Stored items from a collection

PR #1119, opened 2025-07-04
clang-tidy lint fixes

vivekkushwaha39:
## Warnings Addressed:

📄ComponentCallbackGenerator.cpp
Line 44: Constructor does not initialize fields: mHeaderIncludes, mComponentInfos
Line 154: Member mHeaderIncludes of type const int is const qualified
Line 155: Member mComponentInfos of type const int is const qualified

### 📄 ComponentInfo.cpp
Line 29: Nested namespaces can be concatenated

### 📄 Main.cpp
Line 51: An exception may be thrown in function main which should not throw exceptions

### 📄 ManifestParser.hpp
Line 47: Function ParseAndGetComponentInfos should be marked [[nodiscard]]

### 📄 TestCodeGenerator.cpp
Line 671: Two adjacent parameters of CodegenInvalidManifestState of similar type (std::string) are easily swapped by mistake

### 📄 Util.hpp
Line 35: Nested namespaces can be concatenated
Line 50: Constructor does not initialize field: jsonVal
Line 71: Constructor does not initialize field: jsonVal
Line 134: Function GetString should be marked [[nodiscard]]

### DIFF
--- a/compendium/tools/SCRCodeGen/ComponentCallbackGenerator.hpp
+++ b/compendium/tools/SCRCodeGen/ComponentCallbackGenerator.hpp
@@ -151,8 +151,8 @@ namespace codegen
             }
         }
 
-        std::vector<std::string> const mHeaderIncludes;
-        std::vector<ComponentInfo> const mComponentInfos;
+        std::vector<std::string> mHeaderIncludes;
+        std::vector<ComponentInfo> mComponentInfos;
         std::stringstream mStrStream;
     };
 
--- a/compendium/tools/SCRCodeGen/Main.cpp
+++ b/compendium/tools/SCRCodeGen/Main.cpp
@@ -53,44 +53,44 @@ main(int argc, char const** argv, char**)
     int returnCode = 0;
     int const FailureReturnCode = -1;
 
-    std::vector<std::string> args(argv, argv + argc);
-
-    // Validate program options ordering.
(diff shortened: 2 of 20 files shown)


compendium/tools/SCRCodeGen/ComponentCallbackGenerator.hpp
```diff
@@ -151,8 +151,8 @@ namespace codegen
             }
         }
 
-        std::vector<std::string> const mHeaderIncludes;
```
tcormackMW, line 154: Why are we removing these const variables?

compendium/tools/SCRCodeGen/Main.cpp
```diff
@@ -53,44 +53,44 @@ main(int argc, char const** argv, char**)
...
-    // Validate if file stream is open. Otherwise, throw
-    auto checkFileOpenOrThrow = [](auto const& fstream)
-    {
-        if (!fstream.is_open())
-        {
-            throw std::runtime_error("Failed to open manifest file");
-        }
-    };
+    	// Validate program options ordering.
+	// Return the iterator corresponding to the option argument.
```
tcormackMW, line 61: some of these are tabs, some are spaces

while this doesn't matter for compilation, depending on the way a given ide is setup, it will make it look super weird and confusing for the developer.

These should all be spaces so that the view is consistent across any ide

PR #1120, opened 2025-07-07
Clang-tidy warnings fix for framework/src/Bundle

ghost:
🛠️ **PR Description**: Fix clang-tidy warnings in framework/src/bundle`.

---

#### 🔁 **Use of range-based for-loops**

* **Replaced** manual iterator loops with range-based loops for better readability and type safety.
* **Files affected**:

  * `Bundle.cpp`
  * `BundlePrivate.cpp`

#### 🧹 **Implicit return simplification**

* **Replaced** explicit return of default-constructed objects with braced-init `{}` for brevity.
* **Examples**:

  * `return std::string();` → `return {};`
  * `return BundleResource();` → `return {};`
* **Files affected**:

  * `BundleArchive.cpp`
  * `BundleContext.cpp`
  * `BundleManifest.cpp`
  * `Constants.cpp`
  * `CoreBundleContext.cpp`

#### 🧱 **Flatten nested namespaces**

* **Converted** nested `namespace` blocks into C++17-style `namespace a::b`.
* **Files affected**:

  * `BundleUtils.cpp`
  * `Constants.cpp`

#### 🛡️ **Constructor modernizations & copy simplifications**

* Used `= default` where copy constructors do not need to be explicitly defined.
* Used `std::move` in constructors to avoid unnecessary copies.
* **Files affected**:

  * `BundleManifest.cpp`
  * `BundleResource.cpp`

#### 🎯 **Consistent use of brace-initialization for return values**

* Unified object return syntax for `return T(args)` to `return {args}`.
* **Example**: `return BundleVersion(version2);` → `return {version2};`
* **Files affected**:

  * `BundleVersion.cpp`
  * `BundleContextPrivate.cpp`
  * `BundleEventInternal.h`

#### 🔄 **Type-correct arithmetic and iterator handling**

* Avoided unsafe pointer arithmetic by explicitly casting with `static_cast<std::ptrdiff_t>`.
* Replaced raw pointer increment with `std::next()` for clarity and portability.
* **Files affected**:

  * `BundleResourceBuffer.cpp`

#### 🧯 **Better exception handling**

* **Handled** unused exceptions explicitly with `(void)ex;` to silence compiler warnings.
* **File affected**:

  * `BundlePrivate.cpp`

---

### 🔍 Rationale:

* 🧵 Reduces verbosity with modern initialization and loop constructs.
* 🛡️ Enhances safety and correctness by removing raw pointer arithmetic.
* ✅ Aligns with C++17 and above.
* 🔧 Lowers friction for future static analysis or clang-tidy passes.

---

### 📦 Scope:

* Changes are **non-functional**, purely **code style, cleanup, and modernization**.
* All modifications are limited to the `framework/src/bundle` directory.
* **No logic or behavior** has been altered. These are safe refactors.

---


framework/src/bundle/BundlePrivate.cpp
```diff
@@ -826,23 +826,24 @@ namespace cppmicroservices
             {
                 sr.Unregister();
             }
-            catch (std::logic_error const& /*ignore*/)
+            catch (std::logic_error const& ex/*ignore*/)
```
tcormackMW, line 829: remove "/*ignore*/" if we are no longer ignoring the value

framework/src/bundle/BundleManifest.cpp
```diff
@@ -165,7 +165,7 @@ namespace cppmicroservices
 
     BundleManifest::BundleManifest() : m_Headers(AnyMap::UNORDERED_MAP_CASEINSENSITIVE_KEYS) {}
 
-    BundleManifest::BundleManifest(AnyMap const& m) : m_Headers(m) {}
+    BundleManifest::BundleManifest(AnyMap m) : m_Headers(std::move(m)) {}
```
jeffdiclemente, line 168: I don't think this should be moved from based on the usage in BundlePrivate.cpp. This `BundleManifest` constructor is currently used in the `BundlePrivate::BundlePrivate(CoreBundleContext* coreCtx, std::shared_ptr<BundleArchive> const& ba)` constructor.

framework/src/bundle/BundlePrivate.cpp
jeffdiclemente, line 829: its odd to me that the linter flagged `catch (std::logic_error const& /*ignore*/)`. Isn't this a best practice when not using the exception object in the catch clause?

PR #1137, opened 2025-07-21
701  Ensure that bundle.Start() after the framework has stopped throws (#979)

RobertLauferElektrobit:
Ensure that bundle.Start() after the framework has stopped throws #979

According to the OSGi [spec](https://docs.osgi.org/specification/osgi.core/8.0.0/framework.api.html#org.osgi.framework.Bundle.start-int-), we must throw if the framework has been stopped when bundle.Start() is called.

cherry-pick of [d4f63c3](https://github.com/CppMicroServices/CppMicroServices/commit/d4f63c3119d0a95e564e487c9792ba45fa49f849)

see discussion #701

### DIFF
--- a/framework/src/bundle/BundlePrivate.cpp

WHAT YOU WILL DO – In the lines above, find the word "Validate" and copy each line that contains it.

RESPONSE –
-    // Validate program options ordering.
-    // Validate if file stream is open. Otherwise, throw
+    	// Validate program options ordering.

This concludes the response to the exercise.